▸ WORK ITEM
Copy out each line of the data that holds the word "queueUrl".

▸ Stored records
PR #11, opened 2023-05-23
SDIT-822: ⬆️ Upgrade to latest

petergphillips:


src/main/kotlin/uk/gov/justice/digital/hmpps/prisonersearchindexer/HmppsPrisonerSearchIndexer.kt
```diff
@@ -2,9 +2,10 @@ package uk.gov.justice.digital.hmpps.prisonersearchindexer
 
 import org.springframework.boot.autoconfigure.SpringBootApplication
 import org.springframework.boot.autoconfigure.data.elasticsearch.ElasticsearchDataAutoConfiguration
+import org.springframework.boot.autoconfigure.elasticsearch.ElasticsearchRestClientAutoConfiguration
 import org.springframework.boot.runApplication
 
-@SpringBootApplication(exclude = [ElasticsearchDataAutoConfiguration::class])
+@SpringBootApplication(exclude = [ElasticsearchDataAutoConfiguration::class, ElasticsearchRestClientAutoConfiguration::class])
```
petergphillips, line 8: not sure why this is now needed, but it is autowiring the elastic one instead of opensearch one without it

PR #16, opened 2023-06-05
SDIT-405: ✅ Start adding tests from probation indexer

petergphillips:


src/main/resources/application-dev.yml
```diff
@@ -35,8 +35,7 @@ spring:
           public-key-location: classpath:local-public-key.pub
 
 opensearch:
-  uris: http://localhost:4566
-  pathPrefix: /opensearch/eu-west-2/os01
+  uris: http://os01.eu-west-2.opensearch.localhost.localstack.cloud:4566
```
petergphillips, line 38: for circleci it is easier if we just have the url.  For running the indexer in docker we use both.

mikehalmamoj (approved):

PR #27, opened 2023-06-20
SDIT-405: ♻️ Switch back to non reactive

petergphillips:


src/main/kotlin/uk/gov/justice/digital/hmpps/prisonersearchindexer/services/IndexService.kt
```diff
@@ -159,15 +160,17 @@ class IndexService(
...
       .also { logIndexStatuses(it) }
       .failIf(IndexStatus::isNotBuilding) { BuildNotInProgressError(it) }
       .map { doCancelIndexing() }
 
-  private suspend fun doCancelIndexing(): IndexStatus {
+  private fun doCancelIndexing(): IndexStatus {
     indexStatusService.markBuildCancelled()
-    hmppsQueueService.purgeQueue(PurgeQueueRequest(indexQueue.queueName, indexQueue.sqsClient, indexQueue.queueUrl))
+    runBlocking {
+      hmppsQueueService.purgeQueue(PurgeQueueRequest(indexQueue.queueName, indexQueue.sqsClient, indexQueue.queueUrl))
```
petergphillips, line 172: `purgeQueue` is a suspending function so need to do a `runBlocking` here

src/test/kotlin/uk/gov/justice/digital/hmpps/prisonersearchindexer/config/AuthenticationHolderTest.kt
```diff
@@ -22,6 +23,9 @@ class AuthenticationHolderTest {
     assertThat(authenticationHolder.currentClientId()).isEqualTo("clientID")
   }
 
+  @AfterEach
+  fun afterEach() = SecurityContextHolder.clearContext()
```
petergphillips, line 27: this caused me quite a bit of grief as it had a knock on effect on other tests

andymarke (approved):
lgtm

PR #30, opened 2023-06-21
SDIT-405: ✨ Add in index comparison by size

petergphillips:


src/test/kotlin/uk/gov/justice/digital/hmpps/prisonersearchindexer/integration/resource/CompareIndexResourceApiTest.kt
```diff
@@ -15,61 +19,103 @@ import uk.gov.justice.digital.hmpps.prisonersearchindexer.integration.wiremock.P
 import uk.gov.justice.digital.hmpps.prisonersearchindexer.model.SyncIndex
 
 class CompareIndexResourceApiTest : IntegrationTestBase() {
+  @Nested
+  inner class compareTestsNoData {
```
petergphillips, line 23: not happy with this test as `IntegrationTestBase` does a clear and re-create index for each test which means that I can't combine data sets and then do a number of comparisons on them.  Will re-write in future PR

mikehalmamoj (approved):

PR #36, opened 2023-06-28
SDIT-405: 🔒️ Remove gson from main dependencies

petergphillips:


src/main/kotlin/uk/gov/justice/digital/hmpps/prisonersearchindexer/services/NomisService.kt
```diff
@@ -32,12 +32,12 @@ class NomisService(
     }
     .retrieve()
     .bodyToMono(PrisonerNumberPage::class.java)
-    .block() ?: PrisonerNumberPage()
+    .block()!!
```
petergphillips, line 35: improvement from previous PR

mikehalmamoj (approved):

▸ RESPONSE TO THIS TASK
-    hmppsQueueService.purgeQueue(PurgeQueueRequest(indexQueue.queueName, indexQueue.sqsClient, indexQueue.queueUrl))
+      hmppsQueueService.purgeQueue(PurgeQueueRequest(indexQueue.queueName, indexQueue.sqsClient, indexQueue.queueUrl))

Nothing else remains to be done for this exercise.